Unlike its successors, the Amiga 500 and Amiga 2000, the Amiga 1000 did not contain the Kickstart operating system kernel in read-only memory (ROM). Due to the high cost of ROM chips at the time of manufacturing, Commodore engineered the A1000 to load Kickstart from a floppy disk into a special area of RAM known as the Writable Control Store (WCS). This design allowed for easier updates since users could simply boot from a newer Kickstart disk rather than replacing physical chips. Consequently, the machine saw several Kickstart revisions, moving from the initial 1.0 version to 1.1, 1.2, and finally 1.3.

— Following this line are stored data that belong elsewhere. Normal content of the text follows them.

PR #230, opened 2023-09-26
Solver design refactoring

s-mayani:
We refactor the solver according to the proposed design in the attached slides.
[solver_design.pdf](https://github.com/IPPL-framework/ippl/files/12729799/solver_design.pdf)


src/Solver/FFTPeriodicPoissonSolver.h
```diff
@@ -1,6 +1,6 @@
 //
 // Class FFTPeriodicPoissonSolver
-//   Solves periodic electrostatics problems using Fourier transforms
+//   Solves the periodic Poisson problem using Fourier transforms
```
aaadelmann, line 3: Please add a reference to the original algorithm.

src/Solver/Maxwell.h
```diff
@@ -0,0 +1,85 @@
+//
+// Class Maxwell
+//   Base class for solvers for Maxwell's equations
+//
```
aaadelmann, line 4: Also here we should mention the original paper Mithra !?

src/Solver/Maxwell.h
```diff
@@ -0,0 +1,85 @@
...
+            setSources(charge, current);
+            setEMFields(E, B);
+        }
+
+        /*!
+         * Set the problem RHS (charge & current densities)
+         * @param charge Reference to rho field
+         * @param current Reference to J field
+         */
+        virtual void setSources(SourceField& charge, VectorSourceField_t& current) {
```
aaadelmann, line 52: is there a reason why you have both set functions virtual?

src/Solver/Maxwell.h
```diff
@@ -0,0 +1,85 @@
...
+        /*!
+         * Solve the electromagnetic problem (Maxwell's eqs)
+         */
+        virtual void solve() = 0;
+
+        virtual ~Maxwell() {}
+
+    protected:
+        // fields containing reference to charge and current
+        SourceField* rhoN_mp       = nullptr;
```
aaadelmann, line 76: why not assigning the nullprt in the constructor?

aaadelmann (changes requested):

src/Solver/Maxwell.h
s-mayani: I think I will change this to have setSources as virtual and setEMFields not virtual, such that the specific initialize() of the subclasses can be called in setSources (just like it is in Poisson.h). Thanks for pointing it out!

src/Solver/Maxwell.h
s-mayani: I would cite Mithra in the class FDTDSolver, not in the base Maxwell class (as the FEM solver will also inherit from this).

aaadelmann (approved):

src/Solver/Maxwell.h
matt-frey: Consider smart pointers.

matt-frey (changes requested):

src/Solver/FFTPoissonSolver.h
```diff
@@ -70,15 +70,15 @@ namespace ippl {
     }  // namespace detail
 
     template <typename FieldLHS, typename FieldRHS>
-    class FFTPoissonSolver : public Electrostatics<FieldLHS, FieldRHS> {
+    class FFTPoissonSolver : public Poisson<FieldLHS, FieldRHS> {
```
srikrrish, line 73: May not be needed in the current PR but would it make sense to rename this as "FFTOpenPoissonSolver" as this works only with open BCs and the naming is then also consistent with FFTPeriodicPoissonSolver. I agree that as Andreas said it is not very nice to have the BCs name also in the solver class but in my opinion these are very specific solvers and they are also fundamentally different as we already discussed (Integral Vs Differential form).

srikrrish (commented):
I like that we now separate into LinearSolvers and equation specific solvers. But is then Solver and LinearSolvers sort of confusing? Ideally instead of `Solver` directory there should be PoissonSolvers, MaxwellSolvers and may be in future we have NavierStokesSolvers etc. Then the files corresponding to them can be moved into the appropriate directories I think.

src/Solver/FFTPoissonSolver.h
s-mayani: I think conceptually it makes sense, and I can do it in this PR too, if everyone agrees.

src/Solver/Maxwell.h
s-mayani: In Poisson.h, we use normal pointers for rhs_mp and lhs_mp, and then for example in the FFTPoissonSolver the mesh and layout of the rhs_mp is also a normal pointer, but all other pointers are smart. I do not know why this is like this, but if I change to smart pointers here, it would make sense to change everywhere in the solvers. Should I do that?

s-mayani: Actually after reading a bit more on it, I think we should leave all the solver class members which will be pointers to fields coming from the outside (e.g. rhs and lhs) as normal pointers, not smart, since otherwise we need to allocate using `new` to initialize rhs and lhs. What do you think?

srikrrish (approved):

matt-frey (approved):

Workbench 1.3 represents the final official version of the Amiga operating system designed to run reliably on the original hardware configuration of the Amiga 1000. While later versions of the Amiga OS, such as Workbench 2.0 and 3.0, were backward compatible in some respects, they required hardware specifications that the stock A1000 did not meet. Specifically, Workbench 2.0 required a minimum of 1 MB of Chip RAM, whereas the Amiga 1000 shipped with only 256 KB of Chip RAM and 256 KB of Fast RAM. Without third-party memory expansions, the official software path ended at the 1.3 release.

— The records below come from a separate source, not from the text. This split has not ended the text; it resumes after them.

PR #232, opened 2023-11-02
127 nearest neighbor loop

vmontanaro:


src/Particle/ParticleSpatialLayout.h
```diff
@@ -73,11 +75,18 @@ namespace ippl {
         //! The RegionLayout which determines where our particles go.
         RegionLayout_t rlayout_m;
 
-        using region_type = typename RegionLayout_t::view_type::value_type;
+        //! The FieldLayout containing information on nearest neighbors
+        FieldLayout_t flayout_m;
+
+	    using region_view_type  = typename RegionLayout_t::view_type;
```
aaadelmann, line 81: add a comment what is the purpose of these types

src/Particle/ParticleSpatialLayout.h
```diff
@@ -73,11 +75,18 @@ namespace ippl {
...
+        using region_type 	= typename region_view_type::value_type;
+	    using neighbor_list = typename FieldLayout_t::neighbor_list;
 
         template <size_t... Idx>
         KOKKOS_INLINE_FUNCTION constexpr static bool positionInRegion(
             const std::index_sequence<Idx...>&, const vector_type& pos, const region_type& region);
+        
+        size_type getNeighborSize(const neighbor_list& neighbors) const;
```
aaadelmann, line 89: add a comment what is the purpose of the function. use Doxygen. This is valid for other functions (and types)

src/Particle/ParticleSpatialLayout.hpp
```diff
@@ -27,10 +27,32 @@
 
 namespace ippl {
 
+    struct increment_type {
```
aaadelmann, line 30: same comment than above

src/Particle/ParticleSpatialLayout.hpp
```diff
@@ -162,34 +184,139 @@ namespace ippl {
...
 
         const auto is = std::make_index_sequence<Dim>{};
 
-        size_type invalidCount = 0;
-        Kokkos::parallel_reduce(
+        const neighbor_list& neighbors = flayout_m.getNeighbors();
+
+        // container of particles that travelled more than one cell
+        locate_type notFoundIds("Not found", size_type(0.1 * pc.getLocalNum()));
+        // Now: dimension hard-coded, for future implementations maybe make it as a run parameter.
```
aaadelmann, line 216: please add this comment as a Doxygen \todo

src/Particle/ParticleSpatialLayout.hpp
```diff
@@ -162,34 +184,139 @@ namespace ippl {
...
+        for (const auto& componentNeighbors : neighbors) {
+            for (size_t j = 0; j < componentNeighbors.size(); ++j) {
+                neighbors_mirror(k) = componentNeighbors[j];
+                k++;
+            }
+        }
+
+        Kokkos::deep_copy(neighbors_view, neighbors_mirror);
+
+        /*Begin Kokkos loop:
```
aaadelmann, line 240: Please make this Doxygen like

aaadelmann (commented):
In general pleas work a bit on the code documentaion.

src/Particle/ParticleSpatialLayout.hpp
```diff
@@ -162,34 +184,139 @@ namespace ippl {
...
-                bool xyz_bool = positionInRegion(is, positions(i), Regions(j));
+            Kokkos::RangePolicy<size_t>(0, ranks.extent(0)),
+            KOKKOS_LAMBDA(const size_type i, increment_type& val, const bool final) {
+                // Step 1
+                bool xyz_bool = false;
+                bool increment[2];
+
+                xyz_bool = positionInRegion(is, positions(i), Regions(myRank));
+
                 if (xyz_bool) {
```
srikrrish, line 256: I think all these `if`s can be avoided by doing something similar to what we do in other places in IPPL
`ranks(i) = xyz_bool * rank;
invalid(i) = !xyz_bool;
found(i) = xyz_bool;
`
This will put `0` as the rank for the particles which are not found in the current rank. But it is ok since that will be replaced by the correct ranks in the steps 2 and 4. Similar to above the `if`s in steps 2 and 4 can also be avoided.

srikrrish (changes requested):

src/Particle/ParticleSpatialLayout.hpp
vmontanaro: The only doubt i have on removing the `if` is how can i handle the break from the loop

vmontanaro: But the other ones can be removed, you're right

src/Particle/ParticleSpatialLayout.h
vmontanaro: See latest commit (for all comments regarding doxygen)

aaadelmann (approved):

src/Particle/ParticleSpatialLayout.hpp
srikrrish: Why do you need to break from that loop? Even if you don't break you are going to test for the other field neighbors (which is not needed) but since this is small (O(10)s only) and GPUs especially don't care about it in my opinion we don't need that break.

vmontanaro: My question is:

Say `xyz_found` is true for the first neighbor. The function assigns `invalid(i) = xyz_found`, then at the next cycle you get `xyz_found = false.` If you reassign `invalid(i) = xyz_found`, the previous true valued will  be overwritten...

aaadelmann: > @aaadelmann I usually check what comments are resolved/unresolved and approve based on that. So in future it would be of great help if you could check carefully before marking discussions as resolved. Because I accidentally skipped this one which in my opinion is still unresolved.

Sorry I think this is because of my lack of understanding of the github workflow. However I see that this is not approved yet so I guess I do not understand the issue ... because of my lack of understanding of the github workflow. Lets maybe discuss this on a Zoom so I better get the ideas.

srikrrish: @aaadelmann No problem I am also not 100 percent sure with the github workflow and trying to figure out things which were in the gitlab workflow. Yes in this case it is fine as I somehow noticed Veronica's message before and searched through the resolved discussions to find this one. But I usually don't do that and just look at the PR again and see what things are still unresolved (assuming the things which are resolved are ok). Anyway as you mentioned a Zoom may be better also with @matt-frey as he is also more experienced with github workflow.

srikrrish: @vmontanaro Yeah didn't think about it before. How about `invalid(i) += xyz_found` would that create a race condition? Since the Kokkos loop is over the particles multiple threads should not write but I am not entirely sure..

vmontanaro: I could try with that one, it should not give problems.

vmontanaro: > @vmontanaro Yeah didn't think about it before. How about `invalid(i) += xyz_found` would that create a race condition? Since the Kokkos loop is over the particles multiple threads should not write but I am not entirely sure..

This gives a `Kokkos::Impl::SharedAllocationRecord 'Found' failed decrement count = 0`.

vmontanaro: > > @vmontanaro Yeah didn't think about it before. How about `invalid(i) += xyz_found` would that create a race condition? Since the Kokkos loop is over the particles multiple threads should not write but I am not entirely sure..
> 
> @srikrrish This gives a `Kokkos::Impl::SharedAllocationRecord 'Found' failed decrement count = 0`.

Fixed in last commit.

srikrrish: Yeah this seems to be good too..

srikrrish (approved):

Commodore eventually discontinued the Amiga 1000 in favor of the more cost-effective Amiga 500 and the expandable Amiga 2000. As the company shifted its focus to these newer models, official software development prioritized the hardware architectures found in the later machines. Although the enthusiast community continued to develop patches and unofficial updates for decades, Commodore’s last sanctioned software bundle for the A1000 remained within the 1.3 framework. This version stabilized the Original Chip Set (OCS) experience and closed the chapter on the first generation of Amiga computers.